Глава 4

   — Вот и думай теперь хорошо об этих школах! — ворчала миссис Бирс, — чему их там учат, в этих школах? Тоже мне, сиротинка! Не успела приехать в наш городок, и тут же соблазнила молодого лорда! Тихоня! Все по лесу шныряет, все какие-то травки собирает! А лорд-то прямо одурел! Ни на кого не смотрит, друзей бросил, только к ней и шастает! Она, небось, специально в его лесу его караулила! Да и травки-то небось не простые, приворожила молодого лорда, чтобы устроиться здесь получше!
    Сидящие за рукоделием женщины — городские сливки общества, считающие себя видными горожанками, престарелые ханжи и их молодые дочери — закивали головами.
   — Если уж на то пошло, моя дочь Джоана нисколько не хуже ее, даже пожалуй, получше будет! — произнесла одна из женщин, откусив нитку, — эта худющая, а моя-то пышная да румяная! И уж если лорд решил отдать предпочтение не равным ему леди, а простым женщинам, так чем ему моя Джоана плоха? Да и ваша Кэтрин ничуть не хуже! — обратилась она еще к одной женщине.
   — Она точно его приворожила! — капризно надула губы вышеупомянутая Джоана, — на меня он и не смотрит! А раньше бывало, только на нас с Кэтрин и глядел, да все улыбался, да говорил всякое разное…
   — Откуда она вообще взялась в нашем городе, эта маленькая потаскушка? — спросила Кэтрин.

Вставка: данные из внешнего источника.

Issue #2428, opened 2023-11-18
Allow to initialize nested structs using "Transactions(transactions=[], accounts=[])"


certik:
With the following definitions:
```python
from lpython import dataclass, i64

@dataclass
class TransactionItem:
    account_idx: i64
    commodity: str
    amount: i64

@dataclass
class Transaction:
    date: str
    name: str
    cleared: bool
    comments: str
    items: list[TransactionItem]

@dataclass
class Account:
    name: str

@dataclass
class Transactions:
    transactions: list[Transaction]
    accounts: list[Account]
```
This does not work:
```python
asr: Transactions = Transactions(transactions=[], accounts=[])
```
This workaround works:
```python
transactions: list[Transaction] = []
accounts: list[Account] = []
asr: Transactions = Transactions(transactions=transactions, accounts=accounts)
```

certik:
The workaround above gives ASR, but fails to compile:
```console
$ lpython -I. process.py
ASR verify pass error: ASR verify: The symbol table was not found in the scope of `symtab`.

ASR verify pass error: ASR verify: Struct::m_derived_type 'Transaction' cannot point outside of its symbol table, owner: model
Internal Compiler Error: Unhandled exception
Traceback (most recent call last):
  File "/Users/ondrej/repos/lpython/src/bin/lpython.cpp", line 1869
    err = compile_python_to_object_file(arg_file, tmp_o, runtime_library_dir,
  File "/Users/ondrej/repos/lpython/src/bin/lpython.cpp", line 828
    res = fe.get_llvm3(*asr, pass_manager, diagnostics, infile);
  File "/Users/ondrej/repos/lpython/src/lpython/python_evaluator.cpp", line 71
    run_fn, infile);
  File "/Users/ondrej/repos/lpython/src/libasr/codegen/asr_to_llvm.cpp", line 8933
    pass_manager.apply_passes(al, &asr, pass_options, diagnostics);
  File "/Users/ondrej/repos/lpython/src/libasr/pass/pass_manager.h", line 305
    apply_passes(al, asr, _passes, pass_options, diagnostics);
  File "/Users/ondrej/repos/lpython/src/libasr/pass/pass_manager.h", line 169
    + passes[i]);
LCompilersException: Verify failed in the pass: class_constructor
```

   — Дитя мое, так нехорошо говорить! Приличным женщинам так говорить не пристало, — одернула ее мать, — но, хотя так говорить и нехорошо, ты все же права.
   — Вот узнать бы! — сказала миссис Бирс, — я, конечно, могу ее из своего дома выгнать, но мистер Проспер в ней души не чает, а он меня просил за нее. И вообще, что все мужчины в ней находят? Тощая, глаза, как блюдца, волосы как у ведьмы, ниже пояса, да чернющие… Да все по лесу со своими травками шляется, да помалкивает. Ну правда ведьма!

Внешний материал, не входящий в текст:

PR #2443, opened 2023-12-13
Update required packages

inkeliz:
Currently, `build0.sh` and `build1.sh` requires some packages such as re2c, bison and cmake.

### DIFF
--- a/README.md
+++ b/README.md
@@ -52,10 +52,10 @@ This step involves setting up the required configuration to run the programs in 
 
 ### Linux
 
-Run the below command to install `binutils-dev` package on Linux.
+Run the below command to install `binutils-dev`, `re2c`, `bison` and `cmake` package on Linux.
 
 ```bash
-sudo apt install binutils-dev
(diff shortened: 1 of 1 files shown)


README.md
```diff
@@ -52,10 +52,10 @@ This step involves setting up the required configuration to run the programs in
 
 ### Linux
 
-Run the below command to install `binutils-dev` package on Linux.
+Run the below command to install `binutils-dev`, `re2c`, `bison` and `cmake` package on Linux.
 
 ```bash
-sudo apt install binutils-dev
+sudo apt install binutils-dev re2c bison cmake
```
certik, line 58: One should install these using Conda. Not all Bison versions work unfortunately.

We have a Conda environment file somewhere, so we should use that.

certik:
Thanks for the PR! Let's document how to use Conda to install the dependencies, see above.

Thirumalai-Shaktivel:
Yes, I think the same.
Please address the review and mark it as "Ready for Review"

   — А может, она ведьма и есть? — спросила Джоана, —так и выгнать ее тогда из города!
   — Сейчас не время, — сказала до сих пор молчавшая молодая девушка, втайне желавшая захомутать молодого лорда хотя бы для подарков и денег, о чем знал весь городок, — молодой лорд ослеплен ею. Он не позволит нам это сделать. Нужно вызнать про нее все и рассказать лорду Эшли, его отцу. Он-то ее и изгонит с позором из нашего города.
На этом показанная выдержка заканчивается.